U.S. halts imports of Brazilian beef, Montana senators pushed for ban

The U.S. has suspended all imports of fresh beef from Brazil due to continuing concerns about the safety of the products intended for the American market.

The suspension will remain in place until the Brazilian Ministry of Agriculture takes corrective action which the U.S. Department of Agriculture find satisfactory, according to a Thursday evening news release.

“Ensuring the safety of our nation’s food supply is one of our critical missions, and it’s one we undertake with great seriousness. Although international trade is an important part of what we do at USDA, and Brazil has long been one of our partners, my first priority is to protect American consumers,” Agriculture Secretary Sonny Perdue said in a release.

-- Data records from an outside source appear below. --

PR #1111, opened 2024-08-03
Added method to GoogleBigQuery to copy between projects

Charlie-Kramer:


parsons/google/google_bigquery.py
```diff
@@ -1388,6 +1388,93 @@ def extract(
...
+            dataset_id = destination_project + "." + destination_dataset
+            self.client.get_dataset(dataset_id)  # Make an API request.
+            # if it exists: continue
+        except NotFound:
+            # if it doesn't exist: check the flag for creating it
+            if if_dataset_not_exists == 'create':  # create a new dataset in the destination
+                dataset = bigquery.Dataset(dataset_id)
+                dataset = self.client.create_dataset(dataset, timeout=30)
+            else:  # fail
+                print("BigQuery copy failed")
```
shaunagm, line 1444: I think it makes sense to use the logger here (and throughout the method) rather than print. [Here's](https://github.com/move-coop/parsons/blob/46e551edae0739007c682c70559f8a23532bbfee/parsons/google/google_bigquery.py#L110) an example of the logger in this file - if you've not used it before and are unfamiliar with log levels happy to explain a bit more how they work.

parsons/google/google_bigquery.py
```diff
@@ -1388,6 +1388,93 @@ def extract(
...
+
+        except NotFound:
+            # table doesn't exist
+            try:
+                job = self.client.copy_table(source_table_id, destination_table_id,
+                                             location='US', job_config=job_config)
+                result = job.result()
+                print(result)
+            except Exception as e:
+                print("Exception during copy between projects", e)
```
shaunagm, line 1476: While it makes sense to capture the NotFound exceptions and log the results without actually raising the exception, this exception here just captures any exception and saves the feedback. Generally speaking we want to raise any unexpected errors so we can notice and fix whatever the problem is sooner rather than later, so I would remove this specific try/except block and just call the code normally. If there's an exception, there's an exception - and we want to know about it!

shaunagm: Generally speaking, in software development, "don't catch general exceptions" is a good rule of thumb. [This blog post](https://jerrynsh.com/stop-using-exceptions-like-this-in-python/) has some good details of why.

shaunagm (changes requested):
Changes requested - happy to chat more about any of my review if you'd like. Also, ideally there would be a new test for this new method.

parsons/google/google_bigquery.py
```diff
@@ -1388,6 +1388,93 @@ def extract(
...
+                job_config = bigquery.CopyJobConfig()
+                job_config.write_disposition = "WRITE_TRUNCATE"
+                try:
+                    job = self.client.copy_table(source_table_id, destination_table_id,
+                                                 location='US', job_config=job_config)
+                    result = job.result()
+                except Exception as e:
+                    print("Exception during copy between projects", e)
+            else:
+                print("BigQuery copy failed")
```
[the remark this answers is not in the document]
Charlie-Kramer: Maybe I shouldn't do the try/except at all but just create the job and if there's a general exception just let the computer say so. (I think this would be an example of your guidance below re general exceptions?)

parsons/google/google_bigquery.py
Charlie-Kramer: Thanks--this looks like an error level (from what I know)--does that sound right?

shaunagm:
@Charlie-Kramer you seem to have accidentally added a bin folder with a bunch of files within - can you update the PR to remove them? Let me know if you need help

shaunagm:
@Charlie-Kramer overall this looks good, only two issues. First the extra files that got included in this PR that will need to be removed, and second it would be good to have a test for this new method. In particular, a test that tests the logic around missing datasets/tables/etc would be good.

shaunagm (changes requested):
Just updating the review status to reflect that you're working on making changes (let me know if you need help with anything, always happy to pair!)

Charlie-Kramer:
Hey thanks! I added the tests and cleaned up the formatting problems so I think it's ready for review. (Sorry prob should have put that in the message)

shaunagm:
Ah gotcha, I saw that the extra files are still there and assumed that meant it wasn't ready. Can we get rid of those? It'll make it much easier for me to review since I'll be able to see only the relevant files, and it will need to happen anyway before I can merge.

Charlie-Kramer:
Oh no! Sorry about that, let me fix it. Not sure what happened, I deleted them from my local rep using git and put them in .gitignore.

Get Outlook for iOS<https://aka.ms/o0ukef>
________________________________

shaunagm:
I think the issue is that the files were added before you put them in the .gitignore, so they're still there in the PR - they have to be manually removed. Adding them to the gitignore prevents this from happening in the future but does not fix the currently added files.

Charlie-Kramer:
> I think the issue is that the files were added before you put them in the .gitignore, so they're still there in the PR - they have to be manually removed. Adding them to the gitignore prevents this from happening in the future but does not fix the currently added files.

ah, I removed a bunch of them using git rm but there are others I missed. I did git rm bin -r, I hope this does the trick?

shaunagm:
When you did git rm, did you commit the changes? I don't see any new commits from you.

shaunagm:
Looks like it worked!

pyvenv.cfg
```diff
@@ -0,0 +1,3 @@
+home = /Users/charleskramer/opt/anaconda3/bin
```
shaunagm, line 1: looks like you missed one last file that should be gitignored/removed

Charlie-Kramer: ah let me get that one now. fixed the f string thing too.

test/test_google/test_bigquery_copy.py
```diff
@@ -0,0 +1,116 @@
+# testing bigquery copy method of google class
```
shaunagm, line 1: So I see why you put this in `test_google` but bigquery code is actually tested under `test_databases`. It's an unfortunate bit of organization since the bigquery *code* is not in the databases folder (I'm not entirely sure it makes sense to have a databases folder at all, but that's a decision that predates me.

Anyway, can you move this to the existing test file [here](https://github.com/move-coop/parsons/blob/main/test/test_databases/test_bigquery.py)? I'm not sure if there's anything in the existing test file you'd want to reuse to make your tests easier to read but otherwise these tests look fine. 

Apologies again for the confusing organization.

Charlie-Kramer:
You bet! Thanks for your patience, I’m kinda making a mess here.

Get Outlook for iOS<https://aka.ms/o0ukef>
________________________________

shaunagm:
You're doing great! It's Parsons that's messy :)

Can you move the bigquery copy test into the [test_bigquery.py](https://github.com/move-coop/parsons/blob/main/test/test_databases/test_bigquery.py) file? You can keep it as a separate test class although you'll need to rename your class so you don't overwrite the existing class (both are named `TestGoogleBigQuery`. `TestGoogleBigQueryProjectCopy` or similar would be perfectly fine

Charlie-Kramer:
Sure! But then it won’t run automatically yes? (Maybe that’s the idea?)

Get Outlook for iOS<https://aka.ms/o0ukef>
________________________________

shaunagm:
As long as it's in a file that starts with `test_*` and is a class that
inherits from `TestCase` and as long as the individual methods start with
`test_*` it will run automatically. You can have multiple test classes in
the same test file and they'll all run as long as they each individually
satisfy the unittest syntax rules. And as long as they don't have the same
names (if they have the same names, whatever comes last will overwrite the
earlier versions)

Charlie-Kramer:
can we do a pair programming at some point? I reformatted using ruff locally but now it fails the ruff checks on github. I tried going back to a previous commit but that didn't work.

shaunagm:
Sure - you have my cal.com link in Slack DMs, right? Feel free to sign up
for whatever's next available (I'm off for holidays but I should have
normal times again in the new year)

Charlie-Kramer:
Ah I got it to pass all the tests! I did something with ruff that wasn't entirely sensible I think.

Anyway my main question is how to run the tests locally but I can post on the slack about this.

Happy Holidays! Hope you're having a good one.
________________________________

shaunagm (approved):
Looks great to me! Thanks for persevering through all the weird testing and gitignore issues :)

Charlie-Kramer:
> Looks great to me! Thanks for persevering through all the weird testing and gitignore issues :)

Thanks for all the great coaching!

Since March, USDA’s Food Safety and Inspection Service has been inspecting 100 percent of all meat products arriving from Brazil. FSIS has refused entry to 11 percent of Brazilian fresh beef products, which is substantially higher than the rejection rate of one percent of shipments from the rest of the world, according to USDA. Since implementation of the increased inspection, FSIS has refused entry to 106 lots (approximately 1.9 million pounds) of Brazilian beef products due to public health concerns, sanitary conditions, and animal health issues. It is important to note that none of the rejected lots made it into the U.S. market.

Those inspections were implemented after news reports in March confirmed that Brazilian meat packers were using a cancer-causing acid in their meat. This led to several nations temporarily halting the importation of Brazilian meat.

According to USDA, the Brazilian government had pledged to address those concerns, including by self-suspending five facilities from shipping beef to the U.S., but today’s action to suspend all fresh beef shipments from Brazil supersedes the self-suspension.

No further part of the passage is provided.